(Saved entries)
PR #3139, opened 2026-08-10
MLIR: an inactive pointer stored into shadow memory is its own shadow

wsmoses:
The memory identity forward handler refused a stored constant of mutable
type outright. The same structural story as the reverse-mode shadow
stores applies: a mutable value nothing differentiates is its own
shadow, so the shadow slot takes the primal pointer and structural
fields read the same through the shadow object. MFEM's enzyme
compatibility test stores an inactive data pointer into differentiated
memory and hit the refusal.

If the given activity was wrong about the pointer, only runtime
activity could catch it; a warning says so until that exists.

### DIFF
--- a/enzyme/Enzyme/MLIR/Implementations/AffineAutoDiffOpInterfaceImpl.cpp
+++ b/enzyme/Enzyme/MLIR/Implementations/AffineAutoDiffOpInterfaceImpl.cpp
@@ -16,6 +16,7 @@
 #include "Implementations/LoopCheckpointing.h"
 #include "Interfaces/AutoDiffOpInterface.h"
 #include "Interfaces/GradientUtilsReverse.h"
+#include "Interfaces/Utils.h"
 #include "Passes/RemovalUtils.h"
 #include "Passes/Utils.h"
 #include "mlir/Dialect/Affine/IR/AffineOps.h"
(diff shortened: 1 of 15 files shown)


wsmoses:
Round of review changes:
- `inactiveStoredValueShadow` now takes the builder, returns zero (`createNullValue` on the width-batched shadow type) for immutable types, and concatenates the primal across the batch width for mutable ones (`getConcatValue`).
- The store `createShadowValues` guards stop conflating their cases: a type without autodiff semantics is a hard failure (the interface method now returns `LogicalResult`, threaded through visitChild, the tblgen emitter, and all models) instead of a silent skip; an undifferentiated destination or an immutable value (whose shadow the reverse-sweep adjoint owns) return success without work.
- The memory-identity handler's two constant branches collapsed into one helper call.

Note: the `createShadowValues` signature change needs a paired Enzyme-JAX update to its external models (Pointer2Memref/Memref2Pointer/GPUWrapper etc.) when bumping — I have that ready to PR.

wsmoses:
Load-side guards restructured per review:
- `!iface` (a type without autodiff semantics) is now a hard failure on both llvm.load and affine.load — silently skipping was the null-shadow bug pattern.
- Constant `loadOp` stays success (nothing active to stand for); a constant address/memref under an *active mutable* result is now a failure — there is no shadow to hand out, so the claimed activity cannot be honored.
- One deliberate divergence from the quoted suggestion: `!iface.isMutable()` keeps returning success in `createShadowValues` — an immutable (float) load's derivative is the reverse sweep's adjoint accumulation, and this hook has nothing to place for it; failing there would refuse every float load. The float-load reverse tests confirm.

Same structure as the store side (fail unknown type / success undifferentiated destination / immutable belongs to the adjoint).

wsmoses:
Fixed: the load-side restructure had been lost in a branch shuffle before the last push — it's actually in now, for all three load models (llvm.load, memref.load, affine.load):
- `!iface` → hard failure;
- immutable → success (the adjoint's to accumulate);
- constant `loadOp` → success;
- non-constant load out of a constant address/memref → error ("cannot load a non-constant value out of a constant ...").

Also ran clang-format over every touched file — the CI format failure came from the interface-migration files I had missed.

_What the task requires_
Which lines belong in the answer? Exactly those from the first line of the entries through the line holding "type outright. The", inclusive, copied unchanged.

_Exercise answer_
PR #3139, opened 2026-08-10
MLIR: an inactive pointer stored into shadow memory is its own shadow

wsmoses:
The memory identity forward handler refused a stored constant of mutable
type outright. The same structural story as the reverse-mode shadow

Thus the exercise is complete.